# CAN Plaque:  Danke schön, Hessians, for Helping Against "American Rebels"



## The Bread Guy (28 Aug 2009)

*The Government of Canada Recognizes the Contribution of the German Troops to the Defence of Canada During the American Revolution*
Parks Canada news release, 28 Aug 09
News release link - .pdf of news release, backgrounder also attached

QUEBEC CITY, QUEBEC--(Marketwire - Aug. 28, 2009) - Mr. Daniel Petit, Member of Parliament for Charlesbourg-Haute-Saint-Charles, on behalf of the Honourable Jim Prentice, Canada's Minister of the Environment and Minister responsible for Parks Canada, today unveiled a Historic Sites and Monuments Board of Canada plaque commemorating the national historic significance of the contribution of the German troops to the defence of Canada during the American Revolution (1776-1783).

"I am very proud to be commemorating these troops that formed an essential part of Canada's military defence system at a pivotal moment in our history.
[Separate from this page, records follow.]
PR #33204, opened 2024-08-27
layout: Add an indefinite containing block for intrinsic sizing

Loirooriol:
When computing the min-content or max-content size of an element we
need to ignore `inline-size`, `min-inline-size` and `max-inline-size`.

However, we should take the block-axis sizing properties into account.
That's because the contents could have percentages depending on them,
which can then affect their inline size via an aspect ratio.

Therefore, this patch adds `IndefiniteContainingBlock`, which is similar
to `ContainingBlock`, but it allows an indefinite inline-size. This
struct is then passed arround during intrinsic sizing.

More refinement will be needed in follow-up patches in order to fully
address the problem.

---

### DIFF
--- a/components/layout_2020/flexbox/layout.rs
+++ b/components/layout_2020/flexbox/layout.rs
@@ -9,7 +9,6 @@ use app_units::Au;
 use atomic_refcell::AtomicRefMut;
 use itertools::izip;
 use style::computed_values::position::T as Position;
-use style::logical_geometry::WritingMode;
 use style::properties::longhands::align_items::computed_value::T as AlignItems;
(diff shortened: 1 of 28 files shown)


mrobinson (approved):

Loirooriol:
Simplified a bit the patch: https://github.com/servo/servo/compare/78b591bc73b827659714f22edcb971631d34b456..e30fbcf454f46b2181c328180394aeffd2d9328c

mrobinson (approved):

Loirooriol:
Some fixups were needed after #33241: https://github.com/servo/servo/commit/6069b1195045358ada14406bca635119f998586e

PR #33206, opened 2024-08-27
ohos: Add FFI-APIs to navigate back and forward

jschwe:
To be useful it requires using the [latest version of the OH demo ArkTS app](https://github.com/jschwe/ServoDemo/commit/8aa467a223f7d80b78f3fcf6ed962c9c866f7670), but it is still compatible with older versions, as the newly added FFI functions will simply be unused in such a case.

---

### DIFF
--- a/ports/servoshell/egl/ohos.rs
+++ b/ports/servoshell/egl/ohos.rs
@@ -13,7 +13,6 @@ use std::time::Duration;
 
 use log::{debug, error, info, warn, LevelFilter};
 use napi_derive_ohos::{module_exports, napi};
-use napi_ohos::bindgen_prelude::Undefined;
 use napi_ohos::threadsafe_function::{
     ErrorStrategy, ThreadsafeFunction, ThreadsafeFunctionCallMode,
 };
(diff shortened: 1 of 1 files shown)


ports/servoshell/egl/ohos.rs
```diff
@@ -362,6 +366,16 @@ pub fn load_url(url: String) -> Undefined {
     call(ServoAction::LoadUrl(url)).expect("Failed to load url");
 }
 
+#[napi]
+pub fn go_back() -> Undefined {
```
Taym95, line 370: Question: why do you return `Undefined ` here?

mrobinson (approved):

ports/servoshell/egl/ohos.rs
jschwe: The `napi` macro from `napi-rs` maps `Undefined` / `()` in Rust to `undefined` in JS.
I just tested and the macro does seem to support signatures without an explicit return type, so removing it is probably best.

Taym95: Thanks. Indeed, removing it makes sense; 'Undefined' got me confused.

PR #33210, opened 2024-08-27
Remove measurement of layout query wait time

mrobinson:
Now that the script thread and the layout thread are the same the wait
time effectively zero, so there's no need to measure it. This also
removes one dependency and removes one use of legacy time.

---

- [x] These changes do not require tests because this just removes some effectively useless timing code.

### DIFF
--- a/components/layout_thread/lib.rs
+++ b/components/layout_thread/lib.rs
@@ -27,7 +27,6 @@ use fonts::{
 };
 use fonts_traits::WebFontLoadFinishedCallback;
 use fxhash::{FxHashMap, FxHashSet};
-use histogram::Histogram;
 use ipc_channel::ipc::IpcSender;
 use layout::construct::ConstructionResult;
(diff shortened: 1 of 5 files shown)


components/layout_thread/lib.rs
```diff
@@ -467,18 +463,6 @@ impl Layout for LayoutThread {
     }
 
     fn exit_now(&mut self) {
-        // Drop the root flow explicitly to avoid holding style data, such as
```
jdm, line 470: Looks like the code this comment applies to still exists, so let's revert the comment deletion.

jdm (approved):
Good find!

components/layout_thread/lib.rs
mrobinson: Oh, thanks for spotting this. Tangentially, this is something that doesn't happen in Layout 2020, so I suspect that we do not need it for legacy layout.

PR #33211, opened 2024-08-27
Remove `width` and `height` presentational hints for `<canvas>`

Loirooriol:
According to HTML, the `width` and `height` attributes should only set the natural sizes and the aspect ratio.
The `width` and `height` properties should stay as `initial` by default.

---


mrobinson (approved):
Nice. There are a few more passes.

PR #33212, opened 2024-08-27
Impl PartialEq and Eq for DomObject

### LINKED ISSUE #33191: Impl PartialEq and Eq for `DomObject`
> Note: I think this a candidate for something "higher-up", maybe `DomObject`?

_Originally posted by @gterzian in https://github.com/servo/servo/pull/33154#discussion_r1731315031_

Taym95:
---

- [x] These changes fix #33191

- [x] These changes do not require tests because there are no behavior changes.

### DIFF
--- a/components/dom_struct/lib.rs
+++ b/components/dom_struct/lib.rs
@@ -46,14 +46,6 @@ pub fn dom_struct(args: TokenStream, input: TokenStream) -> TokenStream {
                         &self.#ident
                     }
                 }
-
-                impl Eq for #name {}
-
-                impl PartialEq for #name {
-                    fn eq(&self, other: &Self) -> bool {
-                        crate::DomObject::reflector(self) == crate::DomObject::reflector(other)
-                    }
-                }
             )
             .into()
         } else {
--- a/components/dom_struct/lib.rs
+++ b/components/dom_struct/lib.rs
@@ -46,6 +46,14 @@ pub fn dom_struct(args: TokenStream, input: TokenStream) -> TokenStream {
                         &self.#ident
                     }
                 }
+
+                impl Eq for #name {}
+
+                impl PartialEq for #name {
+                    fn eq(&self, other: &Self) -> bool {
+                        crate::DomObject::reflector(self) == crate::DomObject::reflector(other)
+                    }
+                }
             )
             .into()
         } else {
--- a/components/domobject_derive/lib.rs
+++ b/components/domobject_derive/lib.rs
@@ -57,6 +57,14 @@ fn expand_dom_object(input: syn::DeriveInput) -> proc_macro2::TokenStream {
                 self.#first_field_name.init_reflector(obj);
             }
         }
+
+        impl #impl_generics Eq for #name #ty_generics #where_clause {}
+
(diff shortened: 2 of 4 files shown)


components/dom_struct/lib.rs
```diff
@@ -46,6 +46,14 @@ pub fn dom_struct(args: TokenStream, input: TokenStream) -> TokenStream {
                         &self.#ident
                     }
                 }
+
+                impl Eq for #name {}
+
+                impl PartialEq for #name {
+                    fn eq(&self, other: &Self) -> bool {
+                        self.reflector() == other.reflector()
+                    }
```
sagudev, line 55: can we just import DomObject here, so other files don't need to import it?

sagudev: also I think it would be more appropriate to do this in derive(DomObject), see https://github.com/servo/servo/blob/main/components/domobject_derive/lib.rs

Taym95: I could not import `DomObject` because it created circular dependencies

sagudev: How? proc_macro does not need actual `DomObject`, it just needs to emit `use crate::DomObject` (here crate actually refers to script crate, that calls this proc macro). This should work:

```suggestion
                    fn eq(&self, other: &Self) -> bool {
                        use crate::DomObject;
                        self.reflector() == other.reflector()
                    }
```

or we could use [fully qualified syntax](https://doc.rust-lang.org/stable/book/ch19-03-advanced-traits.html#fully-qualified-syntax-for-disambiguation-calling-methods-with-the-same-name):
```suggestion
                    fn eq(&self, other: &Self) -> bool {
                        crate::DomObject::reflector(self) == crate::DomObject::reflector(other)
                    }
```

Taym95: Indeed, thanks!

components/dom_struct/lib.rs
```diff
@@ -46,6 +46,14 @@ pub fn dom_struct(args: TokenStream, input: TokenStream) -> TokenStream {
...
                     }
                 }
+
+                impl Eq for #name {}
+
+                impl PartialEq for #name {
+                    fn eq(&self, other: &Self) -> bool {
+                        crate::DomObject::reflector(self) == crate::DomObject::reflector(other)
+                    }
+                }
```
sagudev, line 56: I think this should be done in domobject_derive, somewhere around here: https://github.com/servo/servo/blob/590527176e7c03648fcce797604d3e12da0c2c99/components/domobject_derive/lib.rs#L48

components/domobject_derive/lib.rs
```diff
@@ -57,6 +57,14 @@ fn expand_dom_object(input: syn::DeriveInput) -> proc_macro2::TokenStream {
                 self.#first_field_name.init_reflector(obj);
             }
         }
+
+        impl #impl_generics Eq for #name #ty_generics #where_clause {}
```
Taym95, line 61: @sagudev sorry for delay, I moved them to domobject_derive ready for review again.

sagudev (approved):

PR #33219, opened 2024-08-28
Add simple fling implementation

jschwe:
Add a simple fling implementation, which depends on a refresh tick from the embedder.
Currently this refresh tick is only implemented for OpenHarmony (using the vertical synchronization signal).
The fling implementation is very simple and will probably be improved in future PRs.

Current limitations:

- flinging code assumes that framerate is constant. The framerate could change at any time (e.g. user enables energy saving mode), but since APIs to access the current framerate are OS dependent, we would need to discuss how to access such APIs. Calculating based on time is also possible, but seems like it would lead to unwanted variations in the fling speed due to measuring inaccuracies.
- I didn't look at existing fling implementations, so probably better algorithms exist (e.g. take into account acceleration / flick).
- The constants used when calculating fling velocity should be configurable
- Maybe the embedder wants to be informed about fling starting / ending (for decisions about dynamic framerate)

Based on https://github.com/servo/servo/pull/33117

---

### DIFF
--- a/components/compositing/touch.rs
+++ b/components/compositing/touch.rs
@@ -10,7 +10,6 @@ use webrender_api::units::{DeviceIntPoint, LayoutVector2D};
 
 use self::TouchState::*;
 
-
 // TODO: All `_SCREEN_PX` units below are currently actually used as `DevicePixel`
 // without multiplying with the `hidpi_factor`. This should be fixed and the
 // constants adjusted accordingly.
@@ -114,10 +113,11 @@ impl TouchHandler {
         let Flinging {
             velocity,
             ref cursor,
-        } = &mut self.state else {
+        } = &mut self.state
+        else {
             return None;
         };
-        if velocity.length().abs() < FLING_MIN_SCREEN_PX  {
+        if velocity.length().abs() < FLING_MIN_SCREEN_PX {
             self.state = Nothing;
             return None;
         }
@@ -129,7 +129,6 @@ impl TouchHandler {
             delta: LayoutVector2D::new(velocity.x, velocity.y),
             cursor: *cursor,
         })
-
     }
 
     pub fn on_touch_move(&mut self, id: TouchId, point: Point2D<f32, DevicePixel>) -> TouchAction {
@@ -228,7 +227,7 @@ impl TouchHandler {
             Panning { .. } => {
                 self.state = Nothing;
                 TouchAction::NoAction
-            }
+            },
             Pinching => {
                 self.state = Panning {
                     velocity: Vector2D::new(0.0, 0.0),
--- a/components/compositing/touch.rs
+++ b/components/compositing/touch.rs
@@ -15,11 +15,11 @@ use self::TouchState::*;
 // constants adjusted accordingly.
 /// Minimum number of `DeviceIndependentPixel` to begin touch scrolling.
 const TOUCH_PAN_MIN_SCREEN_PX: f32 = 20.0;
-/// Factor by which the flinging velocity changes on each tick
+/// Factor by which the flinging velocity changes on each tick.
 const FLING_SCALING_FACTOR: f32 = 0.95;
-/// Minimum velocity required for transitioning to fling when panning ends
+/// Minimum velocity required for transitioning to fling when panning ends.
 const FLING_MIN_SCREEN_PX: f32 = 3.0;
-/// Maximum velocity when flinging
+/// Maximum velocity when flinging.
 const FLING_MAX_SCREEN_PX: f32 = 4000.0;
 
 pub struct TouchHandler {
--- a/components/compositing/touch.rs
+++ b/components/compositing/touch.rs
@@ -10,14 +10,18 @@ use webrender_api::units::{DeviceIntPoint, LayoutVector2D};
 
 use self::TouchState::*;
 
+
+// TODO: All `_SCREEN_PX` units below are currently actually used as `DevicePixel`
+// without multiplying with the `hidpi_factor`. This should be fixed and the
+// constants adjusted accordingly.
 /// Minimum number of `DeviceIndependentPixel` to begin touch scrolling.
 const TOUCH_PAN_MIN_SCREEN_PX: f32 = 20.0;
 /// Factor by which the flinging velocity changes on each tick
 const FLING_SCALING_FACTOR: f32 = 0.95;
 /// Minimum velocity required for transitioning to fling when panning ends
-const FLING_MIN: f32 = 3.0;
+const FLING_MIN_SCREEN_PX: f32 = 3.0;
 /// Maximum velocity when flinging
-const FLING_MAX: f32 = 4000.0;
+const FLING_MAX_SCREEN_PX: f32 = 4000.0;
 
 pub struct TouchHandler {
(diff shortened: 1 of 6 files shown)


mrobinson:
@jschwe Is this still a draft or are you looking for a review?

jschwe:
Hi @mrobinson . I believe the background why it's still a draft is that we had a call a while back and agreed it would be best to first add a generic refresh driver (fallback) for all platforms.

jschwe:
@mrobinson I updated this PR to include 2D directional fling support and made `Vsync` an EmbedderEvent, which made the changes  less invasive.

components/compositing/touch.rs
```diff
@@ -139,30 +187,53 @@ impl TouchHandler {
...
                 TouchAction::Click
             },
-            Nothing | Panning => {
+            Nothing => {
                 self.state = Nothing;
                 TouchAction::NoAction
             },
+            Panning { velocity } => {
+                if velocity.length().abs() >= FLING_MINIMUM {
+                    // Todo: point != old. Not sure which one is better to take as cursor for flinging.
```
mrobinson, line 211: Nit:

```suggestion
                    // TODO: point != old. Not sure which one is better to take as cursor for flinging.
```

components/compositing/touch.rs
```diff
@@ -3,14 +3,18 @@
...
 use style_traits::DevicePixel;
+use webrender_api::units::{DeviceIntPoint, LayoutVector2D};
 
 use self::TouchState::*;
 
 /// Minimum number of `DeviceIndependentPixel` to begin touch scrolling.
 const TOUCH_PAN_MIN_SCREEN_PX: f32 = 20.0;
+const FLING_SCALING_FACTOR: f32 = 0.95;
+const FLING_MINIMUM: f32 = 3.0;
+const FLING_MAX: f32 = 4000.0;
```
mrobinson, line 17: Do you mind adding documentation for these constants and making them consistent with `TOUCH_PAN_MIN_SCREEN_PX`?

components/compositing/touch.rs
```diff
@@ -45,7 +47,15 @@ pub enum TouchState {
     /// Contains the initial touch location.
     Touching,
     /// A single touch point is active and has started panning.
-    Panning,
+    Panning {
+        velocity: Vector2D<f32, DevicePixel>,
+    },
+    /// No active touch points, but there is still scrolling velocity
+    /// Note: For now we only support flinging along the y-axis
```
mrobinson, line 54: I think this comment can be removed now?

```suggestion
    /// Note: For now we only support flinging along the y-axis
```

components/compositing/touch.rs
```diff
@@ -81,13 +96,38 @@ impl TouchHandler {
...
             DefaultPrevented => DefaultPrevented,
             Pinching | MultiTouch => MultiTouch,
         };
     }
 
+    pub fn on_vsync(&mut self) -> Option<FlingAction> {
+        if let Flinging {
+            velocity,
+            ref cursor,
+        } = &mut self.state
```
mrobinson, line 111: It think an early return would be a bit nicer here to avoid so much horizontal identation:

```suggestion
        if let Flinging {
            velocity,
            ref cursor,
        } = &mut self.state else {
            return None;
        }
```

components/compositing/touch.rs
```diff
@@ -81,13 +96,38 @@ impl TouchHandler {
...
+                // or save a timestamp to account for a potentially changing display refresh rate.
+                *velocity *= FLING_SCALING_FACTOR;
+                debug_assert!(velocity.length() <= FLING_MAX && velocity.length() >= -FLING_MAX);
+                Some(FlingAction {
+                    delta: LayoutVector2D::new(velocity.x, velocity.y),
+                    cursor: *cursor,
+                })
+            } else {
+                self.state = Nothing;
+                None
```
mrobinson, line 124: This could also be an early return  and then we save all the meaty logic for the main body of the function.

components/compositing/touch.rs
```diff
@@ -105,16 +145,24 @@ impl TouchHandler {
...
+                    };
                     TouchAction::Scroll(delta)
                 } else {
                     TouchAction::NoAction
                 }
             },
-            Panning => {
+            Panning { ref mut velocity } => {
                 let delta = point - old_point;
+                // Todo: Probably we should track 1-3 more points and use a smarter algorithm
```
mrobinson, line 158: Nit:

```suggestion
                // TODO: Probably we should track 1-3 more points and use a smarter algorithm
```

components/compositing/touch.rs
```diff
@@ -139,30 +187,53 @@ impl TouchHandler {
...
                 self.state = Nothing;
                 TouchAction::Click
             },
-            Nothing | Panning => {
+            Nothing => {
                 self.state = Nothing;
                 TouchAction::NoAction
             },
+            Panning { velocity } => {
+                if velocity.length().abs() >= FLING_MINIMUM {
```
mrobinson, line 210:
```suggestion
            Panning { velocity } if velocity.length().abs() >= FLING_MINIMUM => {
                ....
             }
             Panning { .. } => {
                 self.state = Nothing;
                 TouchAction::NoAction
             }
```

mrobinson (approved):
Nice! Thanks for the improvements. This is very cool and it will be nice to extend it to Android.

I just have a few nits, but otherwise feel free to send it to the MQ when they are addressed.

components/compositing/touch.rs
jschwe: I added documentation and renamed `FLING_MINIMUM` to `FLING_MIN_SCREEN_PX` (not sure if that was what you had in mind). 
I also added a new todo here, since the constants are actually used with the DevicePixel unit, and would need to be multiplied with the `hidpi_factor` (but the existing touch pan constant has the same issue).

components/compositing/touch.rs
jschwe: yeah, thats much nicer

components/compositing/touch.rs
```diff
@@ -3,14 +3,24 @@
...
+// without multiplying with the `hidpi_factor`. This should be fixed and the
+// constants adjusted accordingly.
 /// Minimum number of `DeviceIndependentPixel` to begin touch scrolling.
 const TOUCH_PAN_MIN_SCREEN_PX: f32 = 20.0;
+/// Factor by which the flinging velocity changes on each tick
+const FLING_SCALING_FACTOR: f32 = 0.95;
+/// Minimum velocity required for transitioning to fling when panning ends
+const FLING_MIN_SCREEN_PX: f32 = 3.0;
+/// Maximum velocity when flinging
+const FLING_MAX_SCREEN_PX: f32 = 4000.0;
```
mrobinson, line 23:
```suggestion
/// Factor by which the flinging velocity changes on each tick.
const FLING_SCALING_FACTOR: f32 = 0.95;
/// Minimum velocity required for transitioning to fling when panning ends.
const FLING_MIN_SCREEN_PX: f32 = 3.0;
/// Maximum velocity when flinging.
const FLING_MAX_SCREEN_PX: f32 = 4000.0;
```

mrobinson (approved):

PR #33646, opened 2024-10-04
clippy: Fix `too_many_arguments` in `components/layout_thread_2020`

cashall-0:
This change adds  `#[allow(clippy::too_many_arguments)]` to ignore warnings these warnings in existing code. 

---

- [X] These changes do not require tests because they do not change functionality.


components/layout_thread_2020/lib.rs
```diff
@@ -585,7 +585,7 @@ impl LayoutThread {
             snapshot_map,
         }
     }
-
+    #[allow(clippy::too_many_arguments)]
```
mrobinson, line 588: Please re-add the blank line between the two methods here.

mrobinson (changes requested):

components/layout_thread_2020/lib.rs
cashall-0: @mrobinson  I've added the blank lines. although I'd love to ask, other than readability, is there any other reason for the spaces?

mrobinson (approved):

PR #33653, opened 2024-10-04
clippy: Fix warnings in `components/script` & `components/webgpu`

taniishkaaa:
Fixes warnings in `components/script` & `components/webgpu` as a part of #31500 

---

### DIFF
--- a/components/script/dom/htmlelement.rs
+++ b/components/script/dom/htmlelement.rs
@@ -534,8 +534,8 @@ impl HTMLElementMethods for HTMLElement {
         }
 
         // Step 8: If previous is a Text node, then merge with the next text node given previous.
-        if let Some(_previous) = previous {
-            Self::merge_with_the_next_text_node(_previous)
+        if let Some(previous) = previous {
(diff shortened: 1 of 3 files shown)


components/script/dom/htmlelement.rs
```diff
@@ -534,7 +534,9 @@ impl HTMLElementMethods for HTMLElement {
         }
 
         // Step 8: If previous is a Text node, then merge with the next text node given previous.
-        previous.map(Self::merge_with_the_next_text_node);
+        if let Some(_previous) = previous {
```
mukilan, line 537: A variable beginning with underscore usually means that it is unused. Since we can shadow variable bindings in Rust, I think we should be able to reuse the same variable name here i.e 

```
if let Some(previous) = previous {
    Self::merge_with_the_next_text_node(previous)
}
```

taniishkaaa: oh okay, got it! I'll fix it.

mrobinson (approved):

Their valiant efforts will be recognized by present and future generations," said Mr. Petit.

Between 1776 and 1783, German troops in British service played a key role in the defence of Canada, at times comprising one-third to one-half of the British forces. They helped reconquer territory taken by the American rebels and, in 1777, took part in General John Burgoyne's failed invasion of American-controlled territory. After 1778, they formed an essential part of the defensive system, contributing most notably to improving fortifications. One quarter of these 10,000 soldiers settled in Canada after the war, their descendants numbering in the tens of thousands today.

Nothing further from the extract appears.